> REQUIREMENT
Show, from the records below, all lines that contain the word "auto".

> AVAILABLE RECORDS
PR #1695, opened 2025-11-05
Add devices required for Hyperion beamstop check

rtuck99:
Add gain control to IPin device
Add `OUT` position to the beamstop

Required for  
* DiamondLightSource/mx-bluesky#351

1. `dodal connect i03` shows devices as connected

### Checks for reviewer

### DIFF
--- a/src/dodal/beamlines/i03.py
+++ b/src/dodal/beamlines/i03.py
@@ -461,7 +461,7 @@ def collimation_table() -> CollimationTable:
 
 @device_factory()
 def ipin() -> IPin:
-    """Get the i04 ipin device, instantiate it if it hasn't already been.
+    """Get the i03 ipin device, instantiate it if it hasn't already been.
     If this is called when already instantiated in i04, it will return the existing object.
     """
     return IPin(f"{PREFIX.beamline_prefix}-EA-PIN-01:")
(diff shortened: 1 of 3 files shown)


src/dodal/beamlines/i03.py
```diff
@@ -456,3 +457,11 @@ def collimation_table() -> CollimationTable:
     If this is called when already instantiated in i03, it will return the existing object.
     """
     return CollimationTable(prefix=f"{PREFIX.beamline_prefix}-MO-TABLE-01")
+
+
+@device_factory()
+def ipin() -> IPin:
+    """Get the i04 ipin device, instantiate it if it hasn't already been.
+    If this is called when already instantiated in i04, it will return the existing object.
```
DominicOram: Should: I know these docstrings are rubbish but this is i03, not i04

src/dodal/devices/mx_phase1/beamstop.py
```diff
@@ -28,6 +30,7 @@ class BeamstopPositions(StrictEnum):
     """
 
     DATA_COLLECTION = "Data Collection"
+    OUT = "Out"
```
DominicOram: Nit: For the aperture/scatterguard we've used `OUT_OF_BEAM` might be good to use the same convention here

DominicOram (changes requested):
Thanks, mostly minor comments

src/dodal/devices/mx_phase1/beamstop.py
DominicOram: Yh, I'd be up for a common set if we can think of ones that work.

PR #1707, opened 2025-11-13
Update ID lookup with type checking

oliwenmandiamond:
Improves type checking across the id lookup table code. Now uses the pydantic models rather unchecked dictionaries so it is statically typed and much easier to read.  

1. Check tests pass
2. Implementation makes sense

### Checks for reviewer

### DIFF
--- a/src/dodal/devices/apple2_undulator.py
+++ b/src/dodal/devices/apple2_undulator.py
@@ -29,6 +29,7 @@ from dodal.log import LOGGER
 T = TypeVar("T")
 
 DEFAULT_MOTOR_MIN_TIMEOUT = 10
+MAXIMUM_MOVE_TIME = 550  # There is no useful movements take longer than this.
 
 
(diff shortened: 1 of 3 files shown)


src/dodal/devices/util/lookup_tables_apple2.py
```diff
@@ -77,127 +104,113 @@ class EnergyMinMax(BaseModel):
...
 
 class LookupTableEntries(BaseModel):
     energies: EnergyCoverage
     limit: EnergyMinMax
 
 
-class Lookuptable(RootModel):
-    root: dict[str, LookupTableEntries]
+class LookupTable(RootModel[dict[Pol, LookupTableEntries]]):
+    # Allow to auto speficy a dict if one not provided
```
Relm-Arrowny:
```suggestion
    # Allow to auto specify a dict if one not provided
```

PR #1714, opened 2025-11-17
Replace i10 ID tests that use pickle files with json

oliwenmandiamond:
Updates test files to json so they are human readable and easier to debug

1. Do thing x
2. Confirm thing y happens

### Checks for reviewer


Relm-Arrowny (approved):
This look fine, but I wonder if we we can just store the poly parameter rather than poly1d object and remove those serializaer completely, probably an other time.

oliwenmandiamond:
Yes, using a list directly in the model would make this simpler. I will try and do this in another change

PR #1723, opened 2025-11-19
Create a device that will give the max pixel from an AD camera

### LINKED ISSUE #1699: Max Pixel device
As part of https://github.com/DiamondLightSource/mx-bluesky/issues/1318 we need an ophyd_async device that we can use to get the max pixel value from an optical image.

> TASK RESPONSE
+    # Allow to auto speficy a dict if one not provided
    # Allow to auto specify a dict if one not provided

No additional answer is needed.